Vestido era más lindo que desnudo. Le hubiera gustado hacerle el amor así; quizás si él, como en las películas, se fuera al amanecer, le dejara una foto con una dedicatoria pretenciosamente anónima, y cuando ella se despertara, en un día luminoso como son siempre los días en las películas y encontrara la foto, no le daría ningún beso pero sí una sonrisa (por haberse despedido así, no por la noche) y la guardaría en el cajón. En la foto, él estaría vestido. Esa sería la manera. No como ahora viendo esas medias azules que entran con una parsimonia ridícula en los zapatos. Le cebó un último mate. En la puerta de calle se dieron un beso en la boca, él no se había lavado los dientes: saliva pegajosa. Así que ella llevó rápido el beso a los labios, sin un abrazo, sin una caricia y cerró la puerta de golpe.

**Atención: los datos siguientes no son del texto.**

PR #57, opened 2024-02-06
CV2-4247 Add timeout functionality

DGaffney:


lib/queue/worker.py
```diff
@@ -1,10 +1,13 @@
...
+from concurrent.futures import ThreadPoolExecutor, TimeoutError
 import json
-from typing import List
+from typing import List, Tuple
 from lib import schemas
 from lib.logger import logger
 from lib.queue.queue import Queue
 from lib.model.model import Model
 from lib.helpers import get_setting
+TIMEOUT = int(os.getenv("WORK_TIMEOUT", "60"))
```
skyemeedan, line 10: add comment to indicate units?  (seconds?)

lib/queue/worker.py
```diff
@@ -48,13 +51,68 @@ def safely_respond(self, model: Model) -> List[schemas.Message]:
...
+        """
+        return [schemas.Message(**{**json.loads(message.body), **{"model_name": model.model_name}})
+                for message, queue in messages_with_queues]
+
+    @staticmethod
+    def execute_with_timeout(func, args, timeout_seconds: int) -> List[schemas.Message]:
+        """
+        Executes a given hasher/fingerprinter with a specified timeout. If the hasher/fingerprinter execution time exceeds the timeout,
+        logs an error and returns an empty list.
+
```
skyemeedan, line 80: Will the job that timed out be killed, or does it keep running?  If it is still running, and a second attempt is made, does this mean the callback may be executed twice?

lib/queue/worker.py
```diff
@@ -48,13 +51,68 @@ def safely_respond(self, model: Model) -> List[schemas.Message]:
...
+        Parameters:
+        - func (callable): The function to execute.
+        - args (any): The arguments to pass to the function.
+        - timeout_seconds (int): The maximum number of seconds to wait for the function to complete.
+
+        Returns:
+        - List[schemas.Message]: The result of the function if it completes within the timeout, otherwise an empty list.
```
skyemeedan, line 87: How will the caller distinguish a job that timed out (probably requiring a retry) from a job that successfully returned no results?

lib/queue/worker.py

Levantó la persiana (día luminoso pensó, también como en las películas) y corrió las ventanas para que entrara el aire de la calle, para que se fuera el olor a sexo ajeno. Fue a cambiarse al baño y se miró en el espejo. Le gustaba el deshabillé: el escote sugería que ella era de esas mujeres que hasta su propio padre quiere no serlo para poder mirarla y desearla, verla sobre la cama, subirle el camisón, correrle la bombacha desde un costado, manosearla y acostarse dentro de ella. Eligió una remera que mostraba el ombligo, una pollera larga y salió a la calle.

Eran dos cuadras hasta la panadería. El viejo que vivía a tres casas iba a estar sentado en la puerta con la radio a todo volumen porque se estaba quedando sordo, y le iba a gritar: buen día, qué linda que está hoy, siempre está linda, usté, y todas las chismosas se iban a callar, para que en todo el barrio se escuchara sólo el eco del piropo. Durante dos cuadras lo iba a escuchar al eco. Los obreros eran los únicos que se animaban a romper el silencio que ella percibía a su paso: todos los obreros de todas las construcciones le gritaban. Ellos sí decían lo que pensaban, no fingían como sus vecinos. Ella hacía tiempo había dejado de sonreír ante los piropos, porque si no, los obreros le gritaban más, los vecinos hacían más silencio, los muchachos de la barrita del quisco le miraban el culo aunque estuvieran con sus novias: por eso no sonreía. Eran dos cuadras hasta ver al panadero que le regalaba las facturas, por ser tan linda, a ver cuándo tenés un día libre y tomamos algo.

Puso la pava al fuego, cambió la yerba, fue a la pieza (el olor ya se había disuelto), volvió a la cocina, sacó la pava, abrió el paquete con las facturas: media docena. Extendió el papel sobre la mesa, no puso plato, y lamió. Pasó la lengua por la crema pastelera, bien suave, se resbalaba; por el dulce de batata, que se le pegoteó alrededor de la boca; después, el dulce de leche y le quedó un hilito colgado de los labios, de esa boca que todos querían morder, comérsela. Ahora la boca sólo quiere este dulce.

Entre mate y mate empezó a morder las facturas. Cuando estuvo por las de membrillo se sacó la remera, por el calor. Quedó en bombacha y se acordó de ese acto de primaria. Las nenas de su grado caminan en fila, todas en pollera, luminosas por la fiesta patria. Hay sol. Y ella descubre cómo la maestra mira y pone los ojos bobos: se asoman las bombachitas de sus compañeras, blancas, tiernas, vírgenes piensa ahora, y se asoma el membrillo como baba, imaginándose a su compañerita de banco, lo que sería hoy, alta y con tetas, esas tetas que ya tenía a los doce años, y que ella quería tocar (y seguramente su compañerita también quería que la tocaran). Llegó de nuevo al dulce de leche y recordó al cura que le había dicho: entre Dios y las vírgenes, prefiero a las vírgenes. Ella, también las prefería.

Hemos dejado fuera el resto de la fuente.